*** Opening of Material supplied ***
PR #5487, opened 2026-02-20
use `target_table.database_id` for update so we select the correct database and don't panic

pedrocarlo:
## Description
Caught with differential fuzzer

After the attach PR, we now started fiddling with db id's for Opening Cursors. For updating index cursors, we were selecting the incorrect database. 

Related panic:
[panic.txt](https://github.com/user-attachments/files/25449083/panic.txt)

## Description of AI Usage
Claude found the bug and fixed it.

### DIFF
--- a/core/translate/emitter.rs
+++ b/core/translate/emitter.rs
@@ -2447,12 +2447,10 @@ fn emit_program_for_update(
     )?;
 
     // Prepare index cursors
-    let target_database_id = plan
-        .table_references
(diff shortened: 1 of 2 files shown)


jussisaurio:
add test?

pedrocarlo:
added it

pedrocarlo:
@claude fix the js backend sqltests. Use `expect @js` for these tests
*** Close of Material supplied ***
*** Opening of Material supplied ***
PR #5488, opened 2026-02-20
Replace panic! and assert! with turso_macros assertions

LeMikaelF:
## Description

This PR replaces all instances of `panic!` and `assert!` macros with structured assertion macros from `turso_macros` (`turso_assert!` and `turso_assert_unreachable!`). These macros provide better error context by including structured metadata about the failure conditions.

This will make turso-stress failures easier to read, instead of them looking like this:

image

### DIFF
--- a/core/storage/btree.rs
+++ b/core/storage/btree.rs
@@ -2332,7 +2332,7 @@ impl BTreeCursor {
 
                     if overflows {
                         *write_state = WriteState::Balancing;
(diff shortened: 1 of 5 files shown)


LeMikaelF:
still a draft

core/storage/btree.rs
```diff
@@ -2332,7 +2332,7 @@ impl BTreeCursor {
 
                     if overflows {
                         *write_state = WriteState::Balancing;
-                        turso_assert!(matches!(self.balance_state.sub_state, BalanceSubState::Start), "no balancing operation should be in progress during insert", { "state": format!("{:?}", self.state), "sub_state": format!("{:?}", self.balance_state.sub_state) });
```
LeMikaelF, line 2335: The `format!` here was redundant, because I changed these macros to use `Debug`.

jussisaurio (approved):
*** Close of Material supplied ***
## Task instructions
Please copy the lines in the records above between the one holding "PR #5487, opened 2026-02-20" and the one holding "for these tests", inclusive, exactly and with no other line.

## Answer to this problem
PR #5487, opened 2026-02-20
use `target_table.database_id` for update so we select the correct database and don't panic

pedrocarlo:
## Description
Caught with differential fuzzer

After the attach PR, we now started fiddling with db id's for Opening Cursors. For updating index cursors, we were selecting the incorrect database. 

Related panic:
[panic.txt](https://github.com/user-attachments/files/25449083/panic.txt)

## Description of AI Usage
Claude found the bug and fixed it.

### DIFF
--- a/core/translate/emitter.rs
+++ b/core/translate/emitter.rs
@@ -2447,12 +2447,10 @@ fn emit_program_for_update(
     )?;
 
     // Prepare index cursors
-    let target_database_id = plan
-        .table_references
(diff shortened: 1 of 2 files shown)


jussisaurio:
add test?

pedrocarlo:
added it

pedrocarlo:
@claude fix the js backend sqltests. Use `expect @js` for these tests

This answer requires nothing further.